> Exercise details:
After reading the entries below, copy word for word the lines from the first through the line containing "The validations we", and stop there.

> Items listed in a dataset:

PR #192, opened 2026-06-16
[RFC-192] Restrict base_paths to a smaller character set

KludgeKML:
## Summary

The validations we run on base paths on GOV.UK are too permissive, making it difficult to easily filter out invalid ones. The systems we currently have for filtering valid requests vary across different apps, and are not in line with the intuition of our developers. We propose restricting _non-redirect_ base paths to a much smaller character set (`a-z 0-9 . / -`). Only 0.013% (131) of our content items would need to be changed to get to complete compliance with this more restrictive set.

[Rendered view](https://github.com/alphagov/govuk-rfcs/blob/174b72ebfcc05ac02bff61628097603e7952bd9c/rfc-192-restrict-base-paths-to-a-smaller-character-set.md)

https://gov-uk.atlassian.net/browse/PNP-10051


maxgds:
This appears to be very sensible and I'm not seeing any obvious issues. Would be good to fix content blocks early rather than when they're more widespread. One thing that puzzles me is 511 characters - can you add some supporting explanation as it seems to come out of nowhere as a need with no supporting evidence.

KludgeKML:
> This appears to be very sensible and I'm not seeing any obvious issues. Would be good to fix content blocks early rather than when they're more widespread. One thing that puzzles me is 511 characters - can you add some supporting explanation as it seems to come out of nowhere as a need with no supporting evidence.

@maxgds Good point. This is an existing requirement (relatively new I think?) that came from the search team. Base paths 512 characters and over were breaking search. I'll find a reference to when it was changed and add an explanation.

(Now added)

brucebolt (commented):
This seems like a very sensible change to make.

I recall issues when we launched the `/euexit` landing page, where redirects had to be manually put in place for `/EUExit`, `/EUexit` etc, so feel like this would stop that occurring in the future.

My only concern would be non-English content: does the `a-z` restriction also include accented or other characters that don't appear in English?  Or would we expect the publishing app to substitute the characters with the nearest equivalent in the 26 characters used in English?  Maybe they already do this?

KludgeKML:
> This seems like a very sensible change to make.
> 
> I recall issues when we launched the `/euexit` landing page, where redirects had to be manually put in place for `/EUExit`, `/EUexit` etc, so feel like this would stop that occurring in the future.
> 
> My only concern would be non-English content: does the `a-z` restriction also include accented or other characters that don't appear in English? Or would we expect the publishing app to substitute the characters with the nearest equivalent in the 26 characters used in English? Maybe they already do this?

@brucebolt Interesting question! I suspect substitution would be reasonable. Given that gov.uk only really supports non-English language _content_ (ie the surrounding page hardware like header / footer is current English only), that urls being restricted to substitute characters is acceptable.

It's worth considering Welsh, since that's a language we're mandated to support. Welsh has some accents (acute, grave, circumflex, and diaeresis), but we can see that the Welsh government site just substitutes the non-accented form in paths (go to https://www.llyw.cymru/ and hover over [Y môr a physgodfeydd](https://www.llyw.cymru/y-mor-a-physgodfeydd) for an example.

That also seems to be the behaviour on Whitehall - I created a news item in integration titled "Y môr a physgodfeydd pàs gẃraidd copïo" (this is not an actual Welsh sentence, I just tacked on a word with every accent), and the resulting path was `/government/news/y-mor-a-physgodfeydd-pas-graidd-copio` I'll have to find time to look through the other publishing apps, but I suspect either they do the same thing or it would be relatively easy to modify them to do the same thing.

I'll add some notes to this effect to the RFC. Thanks!

rfc-192-restrict-base-paths-to-a-smaller-character-set.md
```diff
@@ -0,0 +1,58 @@
...
+
+1) It's hard for frontend apps to deal quickly with obvious penetration attempts like `GET /find-local-council/%20HTTP/1.1%0D%0X-header:%20attempt`. This is clearly not a reasonable URL, but it _might_ be, so frontend apps have to pass it on to content-store (or the GraphQL endpoint), for them to reject it. And
+although content-store _does_ have code to handle requests like these before they get to a database call, it's not clear that's actually the correct behaviour. This URL _is_ valid according to our current validations, so there aren't safe rules to reject it.
+2) The inclusion of characters in both cases means that we can potentially (and do in fact) have content items with base paths that rely on case. Potentially
+a publishing app could write separate content items to gov.uk/example and gov.uk/Example and they would behave differently. Instinctively people tend to assume
+that urls are case-insensitive, and we have previously put code in to [handle people typing with their caps lock on]. But this has led to an even odder situation
```
ChrisBAshton, line 25: TIL!

rfc-192-restrict-base-paths-to-a-smaller-character-set.md
```diff
@@ -0,0 +1,58 @@
...
+in which gov.uk/EXAMPLE, GOV.UK/EXAMPLE, gov.uk/example would all resolve to the same content item, but gov.uk/Example would not.
```
ChrisBAshton, line 26: Do we have data on how many mixed case URLs resolve to different content items? Seems odd that case sensitivity remained semi-supported after that Puppet PR.

ChrisBAshton: EDIT: I see further down "20 of them are invalid only because they include upper case characters" - but how many of those resolve to different content items than their all-lowercase equivalents? (Indeed, how many _have_ all lowercase equivalents?)

rfc-192-restrict-base-paths-to-a-smaller-character-set.md
```diff
@@ -0,0 +1,58 @@
...
+
+### Accents and other languages
+
+One possible concern with the restriction is that we're limiting base paths to english characters. But since GOV.UK is currently a website in English that supports non-English content (ie we can handle non-English content, but the page surrounds are always in English), limiting urls to english characters seems reasonable. The only additional language we're required to support is Welsh, and the written form of Welsh is made entirely of English characters. Welsh does support accents, but it appears to be acceptable in slugs to substitute non-accented versions of the characters (this is what the Welsh government site does). It seems reasonable that we do the same thing (indeed, Whitehall already does this).
```
ChrisBAshton: Worth adding example of Welsh government site here, for completeness

rfc-192-restrict-base-paths-to-a-smaller-character-set.md
```diff
@@ -0,0 +1,58 @@
...
+
+## Proposal
+
+We accept that base_paths MUST NOT be longer than 511 characters, MUST start with a /, and MUST contain only the characters `a-z`, `0-9`, `.`, `-`, and `/`.
+
+The only exception allowed to this is for content items of `schema_name: redirect`
+
+- A validation method is added to [gds-api-adapters] which tests a base path passed to it against the new restriction. This becomes the source of truth.
```
ChrisBAshton, line 57: I like this a lot. We otherwise have competing validation methods across multiple apps - something that's been a continuous problem.

Has some crossover with this ticket about when Publishing API and Whitehall disagree on what a valid redirect URL is: https://gov-uk.atlassian.net/browse/WHIT-2428

rfc-192-restrict-base-paths-to-a-smaller-character-set.md
```diff
@@ -0,0 +1,58 @@
...
+- [gds-api-adapters] methods which are passed a base path use this new method to validate their paths and return GdsApi::InvalidUrl before calling the underlying service.
+- Uses of [gds-api-adapters] are audited, and we ensure that any app calling the upgraded methods handles GdsApi::InvalidUrl appropriately.
```
ChrisBAshton: Seems outside the scope of the RFC tbh

rfc-192-restrict-base-paths-to-a-smaller-character-set.md
```diff
@@ -0,0 +1,58 @@
...
+in which gov.uk/EXAMPLE, GOV.UK/EXAMPLE, gov.uk/example would all resolve to the same content item, but gov.uk/Example would not.
+
+Analysis of items in content store shows that the regex `/^\/$|^(\/[a-z0-9._-]+)+$/` matches the base paths of all but 2126 content items (out of around 1,008,000), so we have a de facto standard which is adhered to by 99.8% of our content items. If we can somehow handle the remaining 2126 gracefully, we could lock down the allowed paths to only the smaller set, allowing frontend apps to safely reject a number of dubious calls they currently have to handle. We would also be able to put simpler rules into nginx that would lowercase all incoming paths, not just those that are entirely in upper case - this might allow us to retire a number of current redirects as well.
+
+One way of graceful handling would be to allow the potentially invalid urls to continue to be used, but only as redirects. Redirects are currently handled entirely within router, so wouldn't requite any special handling in the frontend apps - only short url manager would have to be excluded from restrictions.
```
ChrisBAshton, line 30: Can you go into more detail on the implications for Short URL Manager in the Proposal section?

rfc-192-restrict-base-paths-to-a-smaller-character-set.md
```diff
@@ -0,0 +1,58 @@
...
+a publishing app could write separate content items to gov.uk/example and gov.uk/Example and they would behave differently. Instinctively people tend to assume
+that urls are case-insensitive, and we have previously put code in to [handle people typing with their caps lock on]. But this has led to an even odder situation
+in which gov.uk/EXAMPLE, GOV.UK/EXAMPLE, gov.uk/example would all resolve to the same content item, but gov.uk/Example would not.
+
+Analysis of items in content store shows that the regex `/^\/$|^(\/[a-z0-9._-]+)+$/` matches the base paths of all but 2126 content items (out of around 1,008,000), so we have a de facto standard which is adhered to by 99.8% of our content items. If we can somehow handle the remaining 2126 gracefully, we could lock down the allowed paths to only the smaller set, allowing frontend apps to safely reject a number of dubious calls they currently have to handle. We would also be able to put simpler rules into nginx that would lowercase all incoming paths, not just those that are entirely in upper case - this might allow us to retire a number of current redirects as well.
```
ChrisBAshton: Can you clarify here where Router fits in and how it will continue to support 'invalid' routes provided they are redirects only?

In fact, splitting this out into a separate "Benefits of implementing the RFC" section might be a good idea.

ChrisBAshton (approved):
Sounds good to me 🎉

leenagupte (commented):
I don't have anything extra to add that isn't covered by other comments, but it all sounds very sensible to me too. 🎉 

I agree with Max about the ordering of events. Cleaning up the existing base paths, such as the ones for content blocks, should come first.

young-rob:
Looking like a great idea to me 👍 

Does the order in which we carry out these proposed changes matter, and if so do we need to specify it? e.g. do we need make sure to do the reslugging/base path alterations before we make the nginx changes to prevent 404s?

Also, the regex shown that was used to analyse content store items to get the 99.8% figure include an `_` - has that just snuck into the RFC doc by mistake or do we need to run the regex analysis again?

KludgeKML:
> Does the order in which we carry out these proposed changes matter, and if so do we need to specify it? e.g. do we need make sure to do the reslugging/base path alterations before we make the nginx changes to prevent 404s?

I'll refine the list to the correct order plus explanations of why that order)

> Also, the regex shown that was used to analyse content store items to get the 99.8% figure include an `_` - has that just snuck into the RFC doc by mistake or do we need to run the regex analysis again?

Ah yes, that was just a typo, I'll update it. So that people can double-check my work if necessary, I'm going to add the commands I used to get the details into the JIRA card, plus a spreadsheet of the non-compliant URLs with notes as to why they're non-compliant and (in the case of partial uppercases) whether they could be removed entirely.

rfc-192-restrict-base-paths-to-a-smaller-character-set.md
KludgeKML: I've added some code and a resulting output CSV from running that code against staging to the attached JIRA ticket (wasn't 100% sure if the ticket or the PR was the best place).

We have 451 content items with upper case characters. 430 of them are redirects. 316 are case-only redirects (ie either they redirect directly to the same thing in all lower case, or they redirect to something else, but there's _also_ another redirect all in lower case that redirects to that same something else).

There's exactly 1 clash (ie a non-redirect that isn't the same as the lower-case version. The upper-case version is a `gone`, the lower-case version is a `redirect`. It feels like that's very safe to handle by just deleting the upper-case version once nginx correctly handles all cases.

There are 21 non-redirect, non-contact-block items which include upper case but don't have a lower-case version. They'd have to be reslugged (so that the content item was the lower-case version, but the upper-case version remained as a redirect), but once that was done it would be safe to turn nginx rules to just "rewrite as lower case" and we'd see no ill effect.

I'll cover this when I rework the order of operations.

rfc-192-restrict-base-paths-to-a-smaller-character-set.md
KludgeKML: Done!

rfc-192-restrict-base-paths-to-a-smaller-character-set.md
KludgeKML: Well, maybe - this is just to ensure that we catch breaks at the point we're making the changes. I'll mark it as optional.

KludgeKML:
Thanks for comments all - hopefully the last commit should fill in the blanks and sort out the order of work (and what's optional work)

AgaDufrat:
This is a very sound proposal and well thought through!

I would perhaps elaborate a bit on more the “improved security” in the benefits section, as the benefits of restricting base paths don't seem to be mentioned there:
* Elimination of encoded control characters
* Better protection against path traversal (although I don’t think they could be exploited)

_Also already covered by the second bullet point but it maybe worth calling it out explicitly:_
* Earlier rejection of malformed requests
* Fewer opportunities for inconsistent handling

KludgeKML:
> This is a very sound proposal and well thought through!
> 
> I would perhaps elaborate a bit on more the “improved security” in the benefits section, as the benefits of restricting base paths don't seem to be mentioned there:
> 
> * Elimination of encoded control characters
> * Better protection against path traversal (although I don’t think they could be exploited)
> 
> _Also already covered by the second bullet point but it maybe worth calling it out explicitly:_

> Response:
PR #192, opened 2026-06-16
[RFC-192] Restrict base_paths to a smaller character set

KludgeKML:
## Summary

The validations we run on base paths on GOV.UK are too permissive, making it difficult to easily filter out invalid ones. The systems we currently have for filtering valid requests vary across different apps, and are not in line with the intuition of our developers. We propose restricting _non-redirect_ base paths to a much smaller character set (`a-z 0-9 . / -`). Only 0.013% (131) of our content items would need to be changed to get to complete compliance with this more restrictive set.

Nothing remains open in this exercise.